- Exercise instructions -
Starting with the line that contains "svlandeg, line 448: I", copy every remaining line of the data below exactly, the last one included.

[Collected data]

-*-*-

PR #6135, opened 2020-09-24
Proofread documentation

walterhenry:
Proofread some API docs

## Description
Fixed some typos

### Types of change
Docs

## Checklist


website/docs/api/doc.md
```diff
@@ -445,7 +445,7 @@ Mark a span for merging. The `attrs` will be applied to the resulting token (if
 they're context-dependent token attributes like `LEMMA` or `DEP`) or to the
 underlying lexeme (if they're context-independent lexical attributes like
 `LOWER` or `IS_STOP`). Writable custom extension attributes can be provided as a
-dictionary mapping attribute names to values as the `"_"` key.
+dictionary mapping attribute name to values as the `"_"` key.
```
svlandeg, line 448: I think "names" was correct: the dictionary maps attribute names to values. This sentence parses quite badly though, so perhaps we need to rewrite it into something like 
"... can be provided using the `"_"` key and specifying a dictionary that maps attribute name to values"

website/docs/api/pipeline-functions.md
```diff
@@ -26,7 +26,7 @@ Merge noun chunks into a single token. Also available via the string name
 
 <Infobox variant="warning">
 
-Since noun chunks require part-of-speech tags and the dependency parse, make
+Since noun chunks require part-of-speech tags and the dependency parser, make
```
svlandeg, line 29: I think the original was fine, because it refers to requiring the actual parse (which is produced by the parser), just like the first bit of the sentence says it requires the tags (output of the tagger).

svlandeg: (perhaps "a" is more clear than "the", though?) --> it requires a dependency parse ?

svlandeg:
Nice work, that must have involved days of reading! 😁

website/docs/api/pipeline-functions.md
walterhenry: Yeah, I wasn't quite sure on that one. I had never seen "parse" alone before.

ines:
Okay, resolved the conflict (which was caused by a small change I made today) 🎉

website/docs/api/doc.md
```diff
@@ -444,8 +444,7 @@ invalidated, although they may accidentally continue to work.
 Mark a span for merging. The `attrs` will be applied to the resulting token (if
 they're context-dependent token attributes like `LEMMA` or `DEP`) or to the
 underlying lexeme (if they're context-independent lexical attributes like
-`LOWER` or `IS_STOP`). Writable custom extension attributes can be provided as a
-dictionary mapping attribute name to values as the `"_"` key.
+`LOWER` or `IS_STOP`). Writable custom extension attributes can be provided using the `"_"` key and specifying a dictionary that maps attribute name to values.
```
ines, line 482:
```suggestion
`LOWER` or `IS_STOP`). Writable custom extension attributes can be provided using the `"_"` key and specifying a dictionary that maps attribute names to values.
```

svlandeg: ugh, my bad, even though I commented on the "name", I wrote it wrongly in the suggestion myself :|

ines: Ha, no worries!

-*-*-

- Task result -
svlandeg, line 448: I think "names" was correct: the dictionary maps attribute names to values. This sentence parses quite badly though, so perhaps we need to rewrite it into something like 
"... can be provided using the `"_"` key and specifying a dictionary that maps attribute name to values"

website/docs/api/pipeline-functions.md
```diff
@@ -26,7 +26,7 @@ Merge noun chunks into a single token. Also available via the string name
 
 <Infobox variant="warning">
 
-Since noun chunks require part-of-speech tags and the dependency parse, make
+Since noun chunks require part-of-speech tags and the dependency parser, make
```
svlandeg, line 29: I think the original was fine, because it refers to requiring the actual parse (which is produced by the parser), just like the first bit of the sentence says it requires the tags (output of the tagger).

svlandeg: (perhaps "a" is more clear than "the", though?) --> it requires a dependency parse ?

svlandeg:
Nice work, that must have involved days of reading! 😁

website/docs/api/pipeline-functions.md
walterhenry: Yeah, I wasn't quite sure on that one. I had never seen "parse" alone before.

ines:
Okay, resolved the conflict (which was caused by a small change I made today) 🎉

website/docs/api/doc.md
```diff
@@ -444,8 +444,7 @@ invalidated, although they may accidentally continue to work.
 Mark a span for merging. The `attrs` will be applied to the resulting token (if
 they're context-dependent token attributes like `LEMMA` or `DEP`) or to the
 underlying lexeme (if they're context-independent lexical attributes like
-`LOWER` or `IS_STOP`). Writable custom extension attributes can be provided as a
-dictionary mapping attribute name to values as the `"_"` key.
+`LOWER` or `IS_STOP`). Writable custom extension attributes can be provided using the `"_"` key and specifying a dictionary that maps attribute name to values.
```
ines, line 482:
```suggestion
`LOWER` or `IS_STOP`). Writable custom extension attributes can be provided using the `"_"` key and specifying a dictionary that maps attribute names to values.
```

svlandeg: ugh, my bad, even though I commented on the "name", I wrote it wrongly in the suggestion myself :|

ines: Ha, no worries!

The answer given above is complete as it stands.